Finite Quantum Grand Canonical Ensemble and Temperature from Single Electron Statistics in a Mesoscopic Device

TL;DR

This paper develops a theoretical model for a quantum statistical ensemble with a very small number of particles, deriving a finite quantum grand canonical ensemble and applying it to a quantum dot system to determine temperature from single-electron statistics.

Contribution

It introduces a finite quantum grand canonical ensemble model for small N systems and applies it to quantum dots to extract temperature from single-electron data.

Findings

Finite quantum grand partition function derived for small N Fermi-Dirac systems.

Analytic expression for temperature in a (1↔2) electron quantum dot system.
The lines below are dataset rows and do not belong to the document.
Issue #750, opened 2024-02-14
README(s) in /roles/ directory are not updated 


GitGab19:
We need to check validity of our current README files present under every [role dir](https://github.com/stratum-mining/stratum/tree/main/roles), and update them with latest changes

ikeogu:
Good day, please I wish to contribute to getting this resolved

GitGab19:
> Good day, please I wish to contribute to getting this resolved

Hey, I'm sorry but we've been very busy during past days. 
Looks good to me, go on! I mentioned this issue in a comment [here](https://github.com/stratum-mining/stratum/pull/772#issuecomment-1961809392), I can eventually push these details to your work

ikeogu:
Good day, I will be waiting for more details I wish to complete it within the shortes possiblbe time

PR #772, opened 2024-02-23
JDS mempool management enhancement

### LINKED ISSUE #740: JDS randomly answers to JDC with delay
As pointed out under issue #688 discussion, the root cause of the JDC stack overflow was JDS delay (seconds) in answering to JDC with a `AllocateMiningJob.Success` message. 
The stack overflow on JDC has been solved in #720, but we still don't know what can be the cause of JDS delay.

I opened this issue just to better track this strange behaviour in case something similar will be spotted in the future.

GitGab19:
This PR is an enhancement of the mempool instance inside Job Declarator Server.
As discussed during last dev call (here's [dev notes](https://discord.com/channels/950687892169195530/958814900770205739/1209570137905299598)), now JDS mempool is updated every X seconds (set in config file) by retrieving all data for every tx contained in the node's mempool. While on the testnet this is not a big issues (since there are few txs), on the mainnet this method is not sustainable at all. 
As pointed out during mainnet testing, this operation is too slow, and so after a DeclareMiningJob is received by JDC, JDS answers with a `ProvideMissingTransactions` message (asking basically all the txs proposed by JDC, because its mempool is not updated yet). The answers by JDC is huge, so lot of time is taken to process all data, leading to delays, which lead to crashes (this is exactly a reference to issue #740)

My proposal in this PR is a big change in how JDS manages its local mempool:
1) every X seconds (set in config) JDS updates it local mempool by inserting ONLY current tx_ids into a hashtable
2) as soon as a `DeclareMiningJob` is received, JDS retrieves txs data (using RPC call `getrawtransaction`) from Bitcoin node, filing them into the same hashtable
3) if some txs contained in `DeclareMiningJob` are not present into its local mempool (hashtable), JDS asks for them with `ProvideMissingTransactions` message (as usual)
4) JDC sends txs data trough the answer (`ProvideMissingTransactions.Success`) and JDS adds those txs data to its local mempool
5) txs which are mined in the meantime are automatically deleted from JDS mempool since the update is done by calling `RPC getrawmempool` so there's no risk that hashmap blows up

Already tested on both testnet and mainnet and it seems to work very well.
FIx #740


roles/jd-server/src/lib/mempool/mod.rs
```diff
@@ -20,14 +20,14 @@ pub struct Amount(f64);
 pub struct BlockHash(Hash);
 
 #[derive(Clone, Debug)]
-pub struct TransacrtionWithHash {
-    id: Txid,
-    tx: Transaction,
+pub struct TransactionWithHash {
+    pub id: Txid,
+    pub tx: Option<Transaction>,
```
Sjors, line 25: What is the purpose of storing a txid without its corresponding full transaction?

Sjors (commented):
If the JDS calls `getrawmempool` and then deletes absent transactions from its local pseudo-mempool, it will delete transactions that have just been mined. But it will also delete transactions that have been (RBF) replaced.

If miners are still working on templates that point to the replaced transaction, then you can't construct the block. The clients themselves can still send SubmitSolution to the Template Provider and it can still relay the block.

But it would be safer to hold on to transactions in templates that are still pending. Perhaps you could hold on to each template, and the template hold a reference to the pseudo-mempool entries it needs. And then you have a background job that throws out old templates some time after a block is found, which lets go of the reference. The mempool pruning process then just needs to make sure no references are held to an entry before deleting it.


I find it difficult to review the code, because I'm not a Rust dev and there's no comments explaining what it's trying to achieve.

GitGab19:
> If the JDS calls `getrawmempool` and then deletes absent transactions from its local pseudo-mempool, it will delete transactions that have just been mined. But it will also delete transactions that have been (RBF) replaced.
> 
> If miners are still working on templates that point to the replaced transaction, then you can't construct the block. The clients themselves can still send SubmitSolution to the Template Provider and it can still relay the block.
> 
> But it would be safer to hold on to transactions in templates that are still pending. Perhaps you could hold on to each template, and the template hold a reference to the pseudo-mempool entries it needs. And then you have a background job that throws out old templates some time after a block is found, which lets go of the reference. The mempool pruning process then just needs to make sure no references are held to an entry before deleting it.
> 
> I find it difficult to review the code, because I'm not a Rust dev and there's no comments explaining what it's trying to achieve.

Good point, thanks for reviewing!
I double-checked and every time a DeclareMiningJob is received from JDC, JDS stores a `declared_mining_job` which contains every tx data needed to build the block before propagating it. So there shouldn't be any problem with the case you mentioned here. If a miner works and finds a solution for a template which contains a RBF-replaced tx, JDS is able to construct it because it stores all data necessary, even if its local mempool has just been refreshed/updated and does not contain anymore that specific tx data.

roles/jd-server/src/lib/mempool/mod.rs
GitGab19: When you run the JDS, it starts creating its local mempool (through the use of a hashmap) by just loading the txids (which are the key of the hashmap).
As soon as `DeclareMiningJob` messages are received, JDS fills those entries by retrieving tx data.
In the meantime, it keeps on updating its local mempool, and the txids are used to retrieve (since are the hashmap keys) and pass tx data present in the current mempool to the updated one (so that it's no needed a second fetch from the node).
Here's the specific lines I'm mentioning: https://github.com/GitGab19/stratum/blob/93901fb4c525ccbedfe0dce7714ba11001d78ad1/roles/jd-server/src/lib/mempool/mod.rs#L86

Sjors:
> JDS stores a declared_mining_job which contains every tx data needed to build the block before propagating it

Ok, but then what's the point of the local mempool?

Sjors:
I see, so the local mempool feeds the `declared_mining_job` data structure?

GitGab19:
> I see, so the local mempool feeds the `declared_mining_job` data structure?
> 
> (maybe someone can draw a diagram of the data structures and information flow of the JDS)

Yeah exactly.
Regarding diagram, I can do it while tackling issue #750, adding it to JDS readme

roles/jd-server/src/lib/job_declarator/message_handler.rs
```diff
@@ -85,10 +87,27 @@ impl ParseClientJobDeclarationMessages for JobDeclaratorDownstream {
...
+                    Some(tx_data) => match &tx_data.tx {
+                        Some(tx) => txs_in_job.push(tx.clone()),
+                        None => {
+                            let new_tx_data = self
+                                .mempool
+                                .safe_lock(|x| x.get_client())
+                                .unwrap()
+                                .unwrap()
+                                .get_raw_transaction(&tx_data.id.to_string(), None);
+                            if let Ok(new_tx) = new_tx_data {
```
lorbax, line 100: in the case that `new_tx_data` is `Err(...)` should we add the index to the list of missing transactions? like below `missing_txs.push(i as u16),`

roles/jd-server/src/lib/mempool/mod.rs
```diff
@@ -43,31 +43,55 @@ impl JDsMempool {
...
+                    let key_id = Txid::from_str(&id).unwrap();
+                    let tx = self_.safe_lock(|x| {
+                        match x.mempool.get(&key_id) {
+                            Some(entry) => {
+                                entry.clone()
+                            }
+                            None => None,
+                        }
+                    });
+                    let id = Txid::from_str(&id).unwrap();
```
lorbax, line 89: After rebasing remember to manage the unhappy path!

roles/jd-server/src/lib/job_declarator/message_handler.rs
```diff
@@ -85,10 +87,32 @@ impl ParseClientJobDeclarationMessages for JobDeclaratorDownstream {
...
+                                    );
+                                    txs_in_job.push(new_tx);
+                                }
+                                Err(_) => {
+                                    missing_txs.push(i as u16);
+                                }
+                            }
+                        }
+                    },
+                    None => missing_txs.push(i as u16),
```
Fi3, line 115: Why you do not try to get the tx data from the node, before adding it to missing_txs?

roles/jd-server/src/lib/mempool/mod.rs
```diff
@@ -43,31 +43,44 @@ impl JDsMempool {
...
     pub async fn update_mempool(self_: Arc<Mutex<Self>>) -> Result<(), JdsMempoolError> {
-        let mut mempool_ordered: Vec<TransacrtionWithHash> = Vec::new();
+        let mut mempool_ordered: HashMap<Txid, Option<Transaction>> = HashMap::new();
         let client = self_
             .safe_lock(|x| x.get_client())
             .unwrap()
             .ok_or(JdsMempoolError::NoClient)?;
-        let new_mempool: Result<Vec<TransacrtionWithHash>, JdsMempoolError> =
+        let self_clone = self_.clone();
+        let new_mempool: Result<HashMap<Txid, Option<Transaction>>, JdsMempoolError> =
```
Fi3, line 71: you can do:
```rust
let new_mempool: Result<HashMap<Txid, Option<Transaction>>, JdsMempoolError> = {
    let self_ = self_.clone();
    ...
}
 ```
 instead of `let self_clone = self_.clone();`

File: roles/jd-server/src/lib/job_declarator/message_handler.rs (hunk 4 above)
Comment (GitGab19) [reply roles/jd-server/src/lib/job_declarator/message_handler.rs:115]: Becuase this path is the one taken when the txid is not present into the current mempool, so it means that tx is not present at all.

File: roles/jd-server/src/lib/mempool/mod.rs (hunk 5 above)
Comment (GitGab19) [reply roles/jd-server/src/lib/mempool/mod.rs]: Done 4be66e0e70c7f392b70fbb0f3df8eb18dcc4fed8

**Review by Fi3 — APPROVED** [review]

File: roles/jd-server/src/lib/job_declarator/message_handler.rs [hunk 6]
```diff
@@ -153,7 +168,15 @@ impl ParseClientJobDeclarationMessages for JobDeclaratorDownstream {
                                     ),
                                 ),
                             )))? as usize;
-                    transactions.insert(index, tx);
+                    if index >= transactions.len() {
```
lorbax, line 171: From doc.rs
```
let mut vec = vec!["hello"];
vec.resize(3, "world");
assert_eq!(vec, ["hello", "world", "world"]);
```
This is the vector for the transactions that will be mined, in this order. I think that this is used to reconstruct the block. If some transaction is duplicated, this may lead propagation of invalid block. Be careful!
I suggest not resizing, as, in fact, it is already performed by `insert()` method few lines below.

roles/jd-server/src/lib/job_declarator/message_handler.rs
```diff
@@ -93,6 +104,10 @@ impl ParseClientJobDeclarationMessages for JobDeclaratorDownstream {
                 missing_txs.clone(),
             ));
 
+            if !txs_to_retrieve.is_empty() {
```
lorbax, line 107: Here you are asking the transactions to the rpc client. You are doing this _before_ sending `ProvideMissingTransactions` (PMT). My fear is that in this way the JD-server must wait the rpc client response in order to send `PMT` message. Please be careful!
If so, I suggest to save the variable `txs_to_retrieve` in the `declared_mining_job` field of `JobDeclaratorDownstream` and modify `add_tx_data_to_job` in order to be called in `main`.

roles/jd-server/src/lib/job_declarator/message_handler.rs
```diff
@@ -182,3 +205,33 @@ impl ParseClientJobDeclarationMessages for JobDeclaratorDownstream {
...
+
+fn add_tx_data_to_job(tx_id_list: Vec<(String, usize)>, jdd: &mut JobDeclaratorDownstream) {
+    let mempool = jdd.mempool.clone();
+    let mut declared_mining_job = jdd.declared_mining_job.clone();
+    tokio::task::spawn(async move {
+        for tx in tx_id_list.iter().enumerate() {
+            let index = tx.1 .1;
+            let new_tx_data: Result<Transaction, JdsMempoolError> = mempool
+                .safe_lock(|x| x.get_client())
+                .unwrap()
```
lorbax, line 217: Is it a big deal to propagate errors instead panicking?

roles/jd-server/src/lib/mempool/mod.rs
```diff
@@ -114,14 +128,18 @@ impl JDsMempool {
         Ok(())
     }
 
-    pub fn to_short_ids(&self, nonce: u64) -> Option<HashMap<[u8; 6], Transaction>> {
+    pub fn to_short_ids(&self, nonce: u64) -> Option<HashMap<[u8; 6], TransactionWithHash>> {
```
lorbax, line 131: The struct `TransactionWithHash` was introduced on to represent transactions in the mempool, but you changed this representation. Did you consider to get rid of it?
You can return `Option<HashMap<[u8; 6], (Txid, Transaction)>>`.

lorbax (commented):
This is a very good PR!
I left some comments.

roles/jd-server/src/lib/job_declarator/message_handler.rs
```diff
@@ -77,14 +78,24 @@ impl ParseClientJobDeclarationMessages for JobDeclaratorDownstream {
...
             for (i, sid) in short_hash_list.iter().enumerate() {
                 let sid_: [u8; 6] = sid.to_vec().try_into().unwrap();
-                if let Some(tx_data) = short_id_mempool.get(&sid_) {
-                    txs_in_job.push(tx_data.clone());
-                } else {
-                    missing_txs.push(i as u16);
+                match short_id_mempool.get(&sid_) {
+                    Some(tx_data) => match &tx_data.tx {
+                        Some(tx) => {
+                            if i >= txs_in_job.len() {
```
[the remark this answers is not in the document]
GitGab19: I need to do it because we need to maintain the same order defined in `DeclaredMiningJob` message in the `txs_in_job`. Using `push()` method, if a tx is not present in current JDS mempool (and so it's added to the `missing_txs` vec), another one would be inserted into that specific index (causing a wrong tx order in `declared_mining_job`)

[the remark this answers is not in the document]
lorbax: I don't think that it is as you are describing. Here they will be repositioned correctly. If you have (0, tx0), (1, tx1), (2, tx2), (3, _), (4, tx4), (5, _) and (6, tx6) then it will be
`
tx_in_job = vec![tx0, tx1, tx2, tx4, tx6];
missing_ts = vec![3, 5]
`
then when you receive the message PMTS
tx3 is inserted in tx_in_job[3], which becomes
```
assert_eq[tx_in_job, vec![tx0, tx1, tx3, tx2, tx4, tx6]]
```
and then tx5 is inserted in tx_in_job[5]
```
assert_eq[tx_in_job, vec![tx0, tx1, tx3, tx2, tx4, tx5, tx6]]
```
It is tricky and we should find a way to manage it better, possibly to store each transaction with its index in the block payload. Like it is now works by it is very error prone

roles/jd-server/src/lib/job_declarator/message_handler.rs
GitGab19: I don't think it's happening, since add_tx_data_to_job is not async and the handler doesn't await anything. Also analyzing logs it seems that PMT message is created and sent to JDC without waiting nothing

lorbax: Yes the point is is `add_tx_data_to_job` is not async. If it was, there wouldn't be any problem I think.

Fi3:
I think that the overall architecture can be improved. From my understanding we clone txdata into too
many places and that can lead to memory issues at scale.

Each `JobDeclaratorDownstream` have a full copy of the transaction in the last declared block that
means that you need at least `mempool_size + average_block_size * number_of_clients` of memory. Is very
easy too see that this scale very badly.

What I instead suggest is to have txdata only in the `JDsMempool` and get them when we construct the
block then we get the data and we cretae the hex blok. I don't see any reason to have the data for each 
`JobDeclaratorDownstream` instead of just having the ids.

Another issue that I spotted is that `get_block_hex` when called assume that all txs data have been
fetched from the node. I don't think that this is the case but if it is maybe we should explain why
it is in a comment.

GitGab19:
> I think that the overall architecture can be improved. From my understanding we clone txdata into too many places and that can lead to memory issues at scale.
> 
> Each `JobDeclaratorDownstream` have a full copy of the transaction in the last declared block that means that you need at least `mempool_size + average_block_size * number_of_clients` of memory. Is very easy too see that this scale very badly.
> 
> What I instead suggest is to have txdata only in the `JDsMempool` and get them when we construct the block then we get the data and we cretae the hex blok. I don't see any reason to have the data for each `JobDeclaratorDownstream` instead of just having the ids.
> 
> Another issue that I spotted is that `get_block_hex` when called assume that all txs data have been fetched from the node. I don't think that this is the case but if it is maybe we should explain why it is in a comment.

You're right.
Done here 4cc2624df081a45c6e6b7e43d0772c45604bf5d9

GitGab19:
Just mined a block (https://mempool.space/it/testnet/block/000000000000001313d29fcd6627788c457cc4d8a1e5747abe34db0ea2117dae), and everything went right: JDS correctly fetched txs from its local mempool, reconstructed the block and propagated it through the node.

roles/jd-server/src/lib/job_declarator/message_handler.rs
```diff
@@ -137,43 +149,45 @@ impl ParseClientJobDeclarationMessages for JobDeclaratorDownstream {
...
+                TransactionState::ToBeRetrievedFromNodeMempool(_) => continue,
+                TransactionState::Missing => return Err(Error::JDSMissingTransactions),
             }
-            None => Err(Error::LogicErrorMessage(Box::new(
-                AllMessages::JobDeclaration(JobDeclaration::ProvideMissingTransactionsSuccess(
-                    message.clone().into_static(),
-                )),
-            ))),
         }
+        // TODO check it
```
Fi3, line 179: can we remove this TODO?

roles/jd-server/src/lib/job_declarator/mod.rs
```diff
@@ -65,23 +88,115 @@ impl JobDeclaratorDownstream {
...
+        for txid in transactions_to_be_retrieved {
+            let transaction = client
+                .get_raw_transaction(&txid.to_string(), None)
+                .await
+                .map_err(|e| JdsError::MempoolError(mempool::error::JdsMempoolError::Rpc(e)))?;
+            let txid = transaction.txid();
+            mempool::JDsMempool::add_tx_data_to_mempool(
+                mempool_.clone(),
+                txid,
+                Some(transaction.clone()),
```
Fi3, line 137: no need to clone the tx data here, just save the id before call add_tx_data_to_mempool and pass the tx data witgout cloning it

roles/jd-server/src/lib/job_declarator/mod.rs
```diff
@@ -65,23 +88,115 @@ impl JobDeclaratorDownstream {
...
+                    "Missing transactions".to_string(),
+                ));
+                if let Ok(Some(tx)) = tx {
+                    transactions_list.push(tx);
+                } else {
+                    return Err(Box::new(JdsError::ImpossibleToReconstructBlock(
+                        "Missing transactions".to_string(),
+                    )));
+                }
+            } else {
```
Fi3, line 190: you are assuming that when you receive the solution the task that fetch tx data from the bitcoin node has finished. This assumption is not always true. You can put an ref count with an atomic bool set to false in that tuple:
```rust
....
    declared_mining_job: (
        Option<DeclareMiningJob<'static>>,
        Vec<TransactionState>,
        Vec<u16>,
    ),
```
will be:
```rust
    declared_mining_job: (
        Option<DeclareMiningJob<'static>>,
        Vec<TransactionState>,
        Vec<u16>,
        Arc<AtomicBool>,
    ),
```
And you set it to true when retrieve_transactions_via_rpc finish. If for now you don't want to handle it cause is very unlikely I'm not sure that the right thing to do is to close the connection with downstream.

roles/jd-server/src/lib/job_declarator/mod.rs
```diff
@@ -193,6 +312,16 @@ impl JobDeclaratorDownstream {
                         break;
                     }
                 }
+                let retrieve_transactions =
+                    JobDeclaratorDownstream::retrieve_transactions_via_rpc(self_mutex.clone())
+                        .await;
```
Fi3, line 317: why you are awaiting it? the all point of this PR is to get tx data without blocking here you just block the main loop. This should run in a new task and not be awaited.

Fi3:
I dont' see any way to remove tx from mempool, didn't look for it actually, I leave this comment just to be sure that we have a method to remove tx from mempool (eg when they go in a block) and that we don't let it growth to infinity. If not we should open an issue for it.

roles/jd-server/src/lib/job_declarator/mod.rs
Fi3: The assumption is correct but just cause we don't create a task and we await the future before continue with the main loop (that invalidate the all point of this PR) so we should have a parallel task that fetch txs, and when we have it the assumption is not anymore true, so my comment above still need to be addressed.  

https://github.com/stratum-mining/stratum/pull/772#discussion_r1527129448

GitGab19:
> I dont' see any way to remove tx from mempool, didn't look for it actually, I leave this comment just to be sure that we have a method to remove tx from mempool (eg when they go in a block) and that we don't let it growth to infinity. If not we should open an issue for it.

It's indirectly done at https://github.com/GitGab19/stratum/blob/b0caab442b834625660f626fac0c86a845aaf020/roles/jd-server/src/lib/mempool/mod.rs#L77.
Every time the mempool is updated, since `getrawmempool` RPC is called, the new mempool is built on its result. So it means that old txs are automatically cleaned up!

roles/jd-server/src/lib/job_declarator/mod.rs
GitGab19: @lorbax is working on this, he will push a commit on the PR he opened against my branch in order to check it and properly manage this case

roles/jd-server/src/lib/job_declarator/mod.rs
GitGab19: This has been fixed by @lorbax in https://github.com/GitGab19/stratum/pull/15/commits/b63587037769b5cc12dfad6108cafe2db4b88b14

Generalized temperature formula reduces to classical form as N approaches infinity.

Abstract

I present a theoretical model of a quantum statistical ensemble for which, unlike in conventional physics, the total number of particles is extremely small. The thermodynamical quantities are calculated by taking a small $N$ by virtue of the orthodicity of canonical ensemble. The finite quantum grand partition function of a Fermi-Dirac system is calculated. The model is applied to a quantum dot coupled with a small two dimensional electron system. Such system consists of an alternatively single and double occupied electron system confined in a quantum dot, which exhanges one electron with a small $N$ two dimensional electron reservoir. The analytic determination of the temperature of a $(1\leftrightarrow 2)$ electron system and the role of ergodicity are discussed. The generalized temperature expression in the small $N$ regime recovers the usual temperature expression by taking the limit of $N\to\infty$ of the electron bath.